Task objective:
I would like you to return all of the records exactly as they stand.

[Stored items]
----
PR #1149, opened 2023-06-13
Adds multiple tap option in tapOn (double tap)

ArthurSav:
### <samp>🤖 Generated by Copilot at dbd1a2c</samp>

This pull request adds a new feature to the `Maestro` and `Orchestra` modules that allows the user to repeat and delay the tap action on elements, points, and relative points on the screen. The feature is implemented by introducing a new data class `TapRepeat` and adding a `tapRepeat` parameter to the relevant functions and data classes. The feature is also supported in the YAML commands, by adding `repeat` and `delay` properties to the element selectors. The purpose of this feature is to enhance the functionality and flexibility of the `Maestro` and `Orchestra` modules.

Introduces multi tap
```yaml
appId: com.other.app
---
- tapOn:
    text: Button
    repeat: 3
```

Possible to customise delay
```yaml
appId: com.other.app
---
- tapOn:
    text: Button
    repeat: 10
    delay: 500
```

For convenience, a wrapper command was added for double tap
```yaml
appId: com.other.app
---
- doubleTapOn:
    text: Button
```

## Testing
- Integration test
- iOS: double tap on Apple Maps
- Android: double tap on Google Maps

### DIFF
--- a/maestro-client/src/main/java/maestro/Maestro.kt
+++ b/maestro-client/src/main/java/maestro/Maestro.kt
@@ -175,7 +175,8 @@ class Maestro(private val driver: Driver) : AutoCloseable {
         retryIfNoChange: Boolean = true,
         waitUntilVisible: Boolean = false,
----
Exercise result:
PR #1149, opened 2023-06-13
Adds multiple tap option in tapOn (double tap)

ArthurSav:
### <samp>🤖 Generated by Copilot at dbd1a2c</samp>

This pull request adds a new feature to the `Maestro` and `Orchestra` modules that allows the user to repeat and delay the tap action on elements, points, and relative points on the screen. The feature is implemented by introducing a new data class `TapRepeat` and adding a `tapRepeat` parameter to the relevant functions and data classes. The feature is also supported in the YAML commands, by adding `repeat` and `delay` properties to the element selectors. The purpose of this feature is to enhance the functionality and flexibility of the `Maestro` and `Orchestra` modules.

Introduces multi tap
```yaml
appId: com.other.app
---
- tapOn:
    text: Button
    repeat: 3
```

Possible to customise delay
```yaml
appId: com.other.app
---
- tapOn:
    text: Button
    repeat: 10
    delay: 500
```

For convenience, a wrapper command was added for double tap
```yaml
appId: com.other.app
---
- doubleTapOn:
    text: Button
```

## Testing
- Integration test
- iOS: double tap on Apple Maps
- Android: double tap on Google Maps

### DIFF
--- a/maestro-client/src/main/java/maestro/Maestro.kt
+++ b/maestro-client/src/main/java/maestro/Maestro.kt
@@ -175,7 +175,8 @@ class Maestro(private val driver: Driver) : AutoCloseable {
         retryIfNoChange: Boolean = true,
         waitUntilVisible: Boolean = false,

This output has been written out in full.